21 S.E. 301 | N.C. | 1895

Except for sale for taxes and for payment of obligations for the purchase of the premises, every homestead owned and *282 (523) occupied by any resident of this State and not exceeding the value of one thousand dollars shall be exempt from sale under execution or other final process obtained on any debt. Art. X, sec. 2, of the Constitution.

Section 519 of The Code provides that if the judgment debtor entitled to homestead shall be dissatisfied with the valuation and allotment of the appraisers, he, within ten days thereafter and before sale under execution of the excess, may notify the adverse party and the sheriff having the execution in hand, and "file with the clerk of the Superior Court of the county where the said allotment shall be made a transcript of the return of the appraisers; and thereupon the said clerk shall put the same on the civil issue docket of said Superior Court for trial at the next term thereof as other civil actions." It was decided by this Court in the case of Whitehead v. Spivey, 103 N.C. 66, that an allotment of homestead to the debtor of lands of value less than one thousand dollars, regular in form and unobjected to within the time allowed by law, was an estoppel of the debtor from claiming any additional allotment in other lands which he had at the time of the allotment. That opinion followed in the line ofBurton v. Spiers, 87 N.C. 87, and Spoon v. Reid, 78 N.C. 244. In all of these cases, however, the several judgment debtors at the time of the allotment owned no lands outside of the counties in which they resided. In the case before us the defendant owned land in Sampson County, where he resided, valued by the appraisers at $625, and he also owned other land in Duplin County.

Now the question is, does the law applied to the facts in Whiteheadv. Spivey fit the facts of the present case? We do not think that it does. Neither the Sheriff nor the appraisers had the right to go out of Sampson into Duplin County to allot to the defendant any part of his homestead in lands situated in the latter county, and they gave him all the real estate he owned in Sampson County. What then did he (524) have to object to, except to the over-valuation of the land, about which he made no question? Then, too, what would the objection have amounted to if he had made it? Suppose he had objected that the Sheriff and appraisers did not go into Duplin and allot to him the balance of his homestead in lands belonging to him in that county, would not the objection have been a vain thing, seeing that they had no power to do so?

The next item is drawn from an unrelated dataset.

PR #1852, opened 2025-08-28
test: Use hermetic helm chart for wordpress in TestHydrateHelmComponents

tiffanny29631:
The [Bitnami catalog](https://hub.docker.com/r/bitnami/wordpress) recently announced that it is moving most of its container images to a legacy registry without updating corresponding [charts](https://artifacthub.io/packages/helm/bitnami/wordpress/15.2.35). To prevent future disruptions from these upstream changes, this modifies the `TestHydrateHelmComponents` test to use a local Helm chart.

But, there is another view which is conclusive of the matter. If the defendant, as the plaintiff contends, was required to make some sort of exception or statement and give notice of it to the adverse party and to the Sheriff to the effect that he had other lands in Duplin County which he wished to have allotted to him to complete his *283 homestead, and the clerk of the Superior Court had put the same on the civil docket of the Superior Court for trial at the next term, the defendant would have been met by the objection of wrong venue. Section 190 of The Code declares that actions for the recovery of real property, or of any estate or interest in them, or for the determination in any form ofsuch right or interest, and for injuries to real property, must be tried in the county where the real estate is situated. The defendant, it seems, took the precaution to have a copy of the homestead proceedings, under the certificate and seal of the Clerk of the Superior Court of Sampson, filed with the Clerk of the Superior Court of Duplin, and had also a copy served on the Sheriff of the last named county, before he made the sale, accompanying the service of the paper on the Sheriff with the request to have allotted to him enough of his lands in Duplin County to make up the full amount of his homestead.

There is no error in the judgment of the court below and the same is

Affirmed.

Cited: Baruch v. Long, 117 N.C. 511; Marshburn v. Lashlie, 122 N.C. 241.